:: DATA ::
[Start of section]

PR #362, opened 2024-07-10
Add and use a new compilation API

krtab:


zapashcanon:
I would like to avoid having two different APIs but I like the direction this is going.

I think this is quite easily doable by making a few changes.

Adding a module `Any` (feel free to find a better name) to `compile.mli` which would have the following signature:

```ocaml
module Any : sig
  val until_typecheck : unsafe:bool -> (Text.modul, Binary.modul) Either.t -> (Text.modul, Binary.modul) Either.t Result.t

  val until_optimize : unsafe:bool -> optimize:bool -> (Text.modul, Binary.modul) Either.t ->

  ...


+end
```

Then, change the signature of `Parse.guess_from_file` from `((Text.modul, Text.script) Either.t, Binary.modul) Either.t Result.t` to `((Text.modul, Binary.modul) Either.t, Text.script) Either.t Result.t` (permutting `Binary.modul` and `Text.script` in order to be able to easily pipe the result of this function to the one defined before.

Add `add_main_as_start` everywhere it is needed (in `Compile.{Text,Binary,Any}.*`).

Then if you want to avoid piping the output of `Parse.guess_from_file` to `Compile.Any.*` many time, we could define:

`Compile.File` and `Compile.Files` with the same interface as `Any` but taking `Fpath.t` and `Fpath.t list` as input respectively instead of an `(Text.modul, Binary.modul) Either.t`.

zapashcanon:
Also this is actually fixing #249

PR #357, opened 2024-07-05
[WIP] Make symbolic memory parametric

filipeom:
Needed for #338. Depends on #367

PR #367, opened 2024-07-15
Parameterize Thread on Symbolic Memory and Choice Monad on Thread 

filipeom:
This PR parameterizes the `Thread` module on the symbolic memory and the `Choice_monad` module on a `Thread`, with @krtab doing the heavy lifting.

#### Summary 

This is needed for #357 because we're going to have to use the `Symbolic_choice` within the `Symbolic_memory`. The current implementation of `Symbolic_choice` would not allow us to do so since the original `Thread` module was defined using the symbolic memory itself, causing a circular dependency. Therefore, we parameterized `Thread` and subsequently `Symbolic_choice`, resulting in the following modules:

- `Thread_with_memory`: This is equivalent to the previous implementation of `Thread` in that it contains a reference to the symbolic memory. This module is used to construct `Symbolic_choice_with_memory`.
- `Thread_without_memory`: A thread without references to the symbolic memory.
- `Symbolic_choice_with_memory`: This is equivalent to the previous implementation of `Symbolic_choice` and is the module used to build the symbolic interpreter in `symbolic.ml`.
- `Symbolic_choice_without_memory`: A choice module built with `Thread_without_memory` to be used within the `symbolic_memory` module in #357.

#### Notes

The .mlis probably need more work. I purposefully removed `symbolic_choice.mli` to appease the type checker, but we should probably add it again to avoid having dead code within `symbolic_choice.ml`. Nevertheless, I think this is ready-ish for review :smile:


src/cmd/cmd_sym.ml
```diff
@@ -58,14 +58,18 @@ let cmd profiling debug unsafe optimize workers no_stop_at_failure no_values
   let* _created_dir = Bos.OS.Dir.create ~path:true ~mode:0o755 workspace in
   let pc = Choice.return (Ok ()) in
   let result = List.fold_left (run_file ~unsafe ~optimize) pc files in
-  let thread : Thread.t = Thread.create () in
+  let thread = Thread_with_memory.init () in
   let res_queue = Wq.init () in
-  let callback = function
-    | Symbolic_choice.EVal (Ok ()), _ -> ()
+  (* Hackity hack *)
+  let path_counter = ref 0 in
```
zapashcanon, line 64: It seems like this is incremented in `callback` but never read ?

filipeom: Ah oops, I did this just to debug a thing. I'll remove it

filipeom:
> OK, I read the code a first time and left minor comments. I'll probably have to re-read it in a few days and spend more time on it if you want a proper review. 

Yeah this is not urgent so feel free to take your time :)

> Did you get @chambart's feedback on the change? (We never know if there's a magic way to make this simpler...)

Me and Arthur briefly discussed this with Pierre but we haven't had his take on it just yet.

zapashcanon:
@filipeom, could you add the missing `.mli` and rebase? This is OK to merge for me. :)

filipeom:
Reintroduced `symbolic_choice.mli` in https://github.com/OCamlPro/owi/pull/367/commits/8a20a3987003edf84f1d2928cc8a6772ff4eb963. I think this might now break the isolation of the symbolic choice monad, but I don't see an alternative to exposing `CoreImpl.State` in `symbolic_choice.mli` to make `Symbolic_choice_with_memory.lift_mem` typecheck.

zapashcanon:
Thanks!

PR #368, opened 2024-07-18
Custom annotation

Laplace-Demon:


src/parser/test.wat
```diff
@@ -0,0 +1,3 @@
+(module
+  (@a df dcd feevsd 1 , c;vdaead 2dcecwef .)
+)
```
zapashcanon, line 3: I believe this is a leftover file that should be removed?

src/parser/text_lexer.ml
```diff
@@ -432,12 +435,31 @@ let rec token buf =
...
   | ";;" ->
     single_comment buf;
     token buf
   | "(;" ->
     comment buf;
     token buf
+  (* custom annotation *)
+  | "(@", name ->
+    let annotid = Utf8.lexeme buf in
+    let annotid = String.sub annotid 3 (String.length annotid - 4) in
```
zapashcanon, line 448: Maybe check that the string has the minimum required length before using `String.sub` and raise an error if not ?

src/parser/text_lexer.ml
```diff
@@ -432,12 +435,31 @@ let rec token buf =
...
+    let annotid = mk_string buf annotid in
+    if annotid = "" then Log.err "empty annotation id"
```
zapashcanon, line 450: `if String.equal "" annotid`

src/parser/text_lexer.ml
```diff
@@ -432,12 +435,31 @@ let rec token buf =
...
+    else
+      let items = annot buf in
+      Annot.(record_annot { annotid; items });
+      token buf
+  | "(@", Plus id_char ->
+    let annotid = Utf8.lexeme buf in
+    let annotid = String.sub annotid 2 (String.length annotid - 2) in
```
zapashcanon, line 457: Same here about the length check.

src/parser/text_lexer.ml
```diff
@@ -473,4 +495,56 @@ and single_comment buf =
...
+  | ";;" ->
+    single_comment buf;
+    annot buf
+  | "(;" ->
+    comment buf;
+    annot buf
+  (* custom annotation *)
+  | "(@", name ->
+    let annotid = Utf8.lexeme buf in
+    let annotid = String.sub annotid 3 (String.length annotid - 4) in
```
zapashcanon, line 511: same

src/parser/text_lexer.ml
```diff
@@ -473,4 +495,56 @@ and single_comment buf =
...
+    let annotid = mk_string buf annotid in
+    if annotid = "" then Log.err "empty annotation id"
```
zapashcanon, line 513: same

src/ast/annot.ml
```diff
@@ -1,3 +1,5 @@
+open Format
```
zapashcanon, line 1: `Format` is no more available since the `prelude` related changes

src/ast/annot.ml
```diff
@@ -14,6 +16,24 @@ and item =
...
+    annot.items
+
+and pp_item fmt = function
+  | Atom atom -> pp_string fmt atom
+  | String str -> pp_string fmt str
+  | Id id -> Types.pp_id fmt id
+  | Int i -> pp_string fmt i
+  | Float f -> pp_string fmt f
+  | Parens items -> pp_list ~pp_sep:pp_space pp_item fmt items
+  | Annot annot -> pp_annot fmt annot
```
zapashcanon, line 35: You'll have to replace `pp_string` by `Fmt.string`, `pp_list` by `list` and `~pp_sep` by `~sep`.

src/ast/text.ml
```diff
@@ -100,7 +100,9 @@ type modul =
   }
 
 let pp_modul fmt (m : modul) =
-  pp fmt "(module%a@\n  @[<v>%a@]@\n)" pp_id_opt m.id
+  pp fmt "%a(module%a@\n  @[<v>%a@]@\n)"
+    (pp_list ~pp_sep:pp_newline pp_annot)
```
zapashcanon, line 104: `(Fmt.list ~sep:pp_newline pp_annot)`

src/ast/annot.ml
```diff
@@ -0,0 +1,55 @@
...
+  }
+
+and item =
+  | Atom of string
+  | String of string
+  | Id of string
+  | Int of string
+  | Float of string
+  | Parens of item list
+  | Annot of annot
```
zapashcanon, line 15: Where does the `Annot of annot` comes from ? I don't see this in the spec, I only see something that matches your `Parens` case.

src/ast/annot.ml
```diff
@@ -0,0 +1,55 @@
...
+  | Parens items -> pp_list ~pp_sep:pp_space pp_item fmt items
+  | Annot annot -> pp_annot fmt annot
+
+let annot_recorder : annot list NameMap.t ref = ref NameMap.empty
+
+let find_nil key map = Option.value (NameMap.find_opt key map) ~default:[]
+
+let record_annot annot =
+  let old = find_nil annot.annotid !annot_recorder in
+  annot_recorder := NameMap.add annot.annotid (annot :: old) !annot_recorder
```
zapashcanon, line 43: If you use a `Hashtbl` instead of a `Map` you can avoid having to record previous bindings by yourself as they'll be stored in the table by default when using `Hashtbl.add`, you can recover all bindings with `Hashtbl.find_all`.

src/ast/annot.ml
```diff
@@ -21,17 +21,16 @@ module NameMap = Map.Make (String)
...
+    (list ~sep:sp pp_item) annot.items
 
 and pp_item fmt = function
-  | Atom atom -> pp_string fmt atom
-  | String str -> pp_string fmt str
+  | Atom atom -> Fmt.string fmt atom
+  | String str -> Fmt.string fmt str
   | Id id -> Types.pp_id fmt id
-  | Int i -> pp_string fmt i
-  | Float f -> pp_string fmt f
```
zapashcanon: As you opened `Fmt` at the beginning of the module, you can remove the `Fmt.` qualification on these cases

src/ast/annot.ml
zapashcanon: I believe Hashtbl to be better. :)

src/ast/annot.ml
zapashcanon: Actually I believe we should use a representation close to S-expressions:

```ocaml
type sexp = Atom of string | List of sexp list
```

WDYT ?

Laplace-Demon: After offline discussion: use a representation close to S-expressions

zapashcanon: https://github.com/janestreet/sexplib0/blob/master/src/sexp.mli

zapashcanon:
Could you also change the status of `Custom Annotation Syntax in the Text Format` from `❌` to `Ongoing` in the [Current proposals](https://github.com/ocamlpro/owi?tab=readme-ov-file#current-proposals) section?

src/annot/function_contract.ml
```diff
@@ -0,0 +1,36 @@
...
+
+let parse_clauses = list_fold_left parse_clause ([], [])
+
+let parse Annot.{ annotid; items } =
+  if not (String.equal annotid name) then
+    Error (`Annotation_id_incorrect annotid)
+  else
+    let* func, items' = parse_func items in
+    let* preconditions, postconditions = parse_clauses items' in
+    Ok { func; preconditions; postconditions }
```
zapashcanon, line 36: When you have a sequence:

```ocaml
let* ...
...
let* ...
Ok e
```

You can always replace the last `let*` by a `let+` which allows you to remove the `Ok`. Sometimes it can help in making the code more readable by removing a lot of parenthesis or reduce the indentation level.

Laplace-Demon: Thanks!

src/annot/spec.ml
```diff
@@ -0,0 +1,98 @@
...
+  | UnConnect : unconnect * 'a prop -> 'a prop
+  | BinConnect : binconnect * 'a prop * 'a prop -> 'a prop
+  | Binder : binder * binder_type * string option * 'a prop -> 'a prop
+
+and 'a term =
+  | Int32 : int32 -> 'a term
+  | Var : text indice -> text term
+  | GlobalVar : 'a indice -> 'a term
+  | BinderVar : 'a indice -> 'a term
+  | Result : 'a term
```
zapashcanon, line 51: Why are you making `prop` and `term` mutually recursive ? You could define `term` first and then `prop`, right?

Laplace-Demon: I'm considering using props in if-else expression. But that's incremental and I'm just leaving the place of that.

For the GADT, it's for writing the production `| Var : text indice -> text term`. I think it's good for two reasons:
- It can allow using string ids in text annotations, which may facilitate writing specifications.
- And we don't need to define separate types for text contract and binary contract. Text contract can be of type `text contract` (which additionally allows the constructor `Var`) and binary can be `binary contract`.

(But that also means we have to parse contracts in text format, and transform it to binary format through the group+assign+rewrite process. What do you think of this?)

zapashcanon: > I'm considering using props in if-else expression. But that's incremental and I'm just leaving the place of that.

OK fine with me. I'd still remove the mutual recursion for now to make everything simpler as a start but you can keep it if you want.

Laplace-Demon: I think I can make a "clean" version once I have the whole process running :) I admit these commits are mainly for visualization rather than works finished.

Laplace-Demon: > Yes, that's the plan, we'll have to do this at some point.

In our earlier discussion we said to parse the contract in binary format. I guess it's a slip of the tongue?

zapashcanon: We can start by parsing it it the binary format but it'll produce `binary prop`/`binary term` directly. But it'll be hard to test because I'm not sure you'll want to write binary propositions by hand. :-)

So indeed, it's probably better to start by parsing them in the text format, producing `text prop`/`text term`. Then do the translation (you can also start by not doing the translation of names and only translate everything directly with an identity function that fails on text identifiers). Then we'll do the generation.

I'm not sure if people are likely to write annotations by hand in the binary format so it probably doesn't matter in the beginning. It may be useful if we want to try to compile E-ACSL annotations to Wasm annotations, but's that's probably a full PhD work haha.

zapashcanon:
Closing in favor of #407.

[End of section]

:: TASK PROMPT ::
Each line of the records above, from the first through the one containing "Then, change the", is to be retyped exactly; no other line belongs.

:: TASK RESULT ::
PR #362, opened 2024-07-10
Add and use a new compilation API

krtab:


zapashcanon:
I would like to avoid having two different APIs but I like the direction this is going.

I think this is quite easily doable by making a few changes.

Adding a module `Any` (feel free to find a better name) to `compile.mli` which would have the following signature:

```ocaml
module Any : sig
  val until_typecheck : unsafe:bool -> (Text.modul, Binary.modul) Either.t -> (Text.modul, Binary.modul) Either.t Result.t

  val until_optimize : unsafe:bool -> optimize:bool -> (Text.modul, Binary.modul) Either.t ->

  ...


+end
```

Then, change the signature of `Parse.guess_from_file` from `((Text.modul, Text.script) Either.t, Binary.modul) Either.t Result.t` to `((Text.modul, Binary.modul) Either.t, Text.script) Either.t Result.t` (permutting `Binary.modul` and `Text.script` in order to be able to easily pipe the result of this function to the one defined before.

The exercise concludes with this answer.